The review board's caseload has dropped significantly over the years, to eight cases in 2007, from 70 in 1992. In 2006, one union member was permanently barred from the union for associating with a known member of organized crime.

The independent board's mission "has shifted from preventing mob influence to a focus on matters that other government agencies should handle," Mr. Vietor, the Obama spokesman, said in his statement. "This holds the Teamsters to a different standard than other unions that has nothing to do with organized crime."

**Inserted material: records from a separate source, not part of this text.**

PR #3618, opened 2024-12-21
[testing] Always use the go.mod version of ginkgo

marun:
## Why this should be merged

Previously, ginkgo was installed with an explicit version which made it easy for the ginkgo command and the test code to be using different versions. 

## How this works

- add new script `scripts/ginkgo.sh` that wraps `go run` execution with the go.mod version of ginkgo
- simplify all test scripts to execute tests with new script
- also: simplify test execution by running tests directly rather than via a test binary that needs to be built
  - this provides a nicer example for development usage since on-disk changes are always included

## How this was tested

CI

N/A

### DIFF
--- a/scripts/ginkgo.sh
+++ b/scripts/ginkgo.sh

But the Teamsters still face skeptics. In 1999, Mr. Hoffa hired Edwin Stier, a lawyer with experience fighting union corruption, to create an internal program to root out mob ties and help end the consent decree. Mr. Stier quit in 2004, saying Mr. Hoffa wouldn't fully support his efforts. "I haven't seen anything that the union has done internally that comes close to self-policing," Mr. Stier said in a recent interview.

A Teamsters spokesman says the union doesn't want to duplicate efforts of the oversight board. But if the board were no longer in place, he says the union would handle such matters itself.

Negotiations With Justice

To formally end the consent decree, the Teamsters and the Justice Department would have to file a joint application with a judge in the Southern District of New York. The union entered into negotiations earlier this decade with the U.S. attorney's office about ending the consent decree, but no deal was reached, according to people familiar with the matter. A spokeswoman for the U.S. attorney's office in the Southern District of New York declined to comment.

Sen. Obama wasn't always the Teamsters favorite. When he ran for Senate in 2004, Mr. Coli and many Teamsters locals endorsed one of his opponents in the Democratic primary. When Sen. Obama prevailed, the Teamsters endorsed Sen. Obama in the general election. Mr. Coli met with Sen. Obama to smooth things over. Mr. Hoffa met Sen. Obama for the first time in late 2006, as Sen. Obama was preparing to launch his presidential campaign.

At the outset of the 2008 race, the Teamsters declined to endorse any of the Democratic candidates as internal factions prevented the union from forming a solid majority for any candidate. Teamsters officials in New York lobbied for the union to endorse Sen. Clinton. Officials in North Carolina pulled for that state's former senator, Mr. Edwards. Mr. Coli led the effort for Sen. Obama.

Meanwhile, Mr. Coli was talking with Sen. Obama and his campaign about reducing the union's federal oversight. Mr. Coli lobbied Sen. Obama and his staff on the issue in a series of phone calls and face-to-face meetings over the course of more than a year, according to Teamsters officials.

"I think it was an educational process," Mr. Coli said in an interview. Mr. Hoffa wasn't involved in the discussions.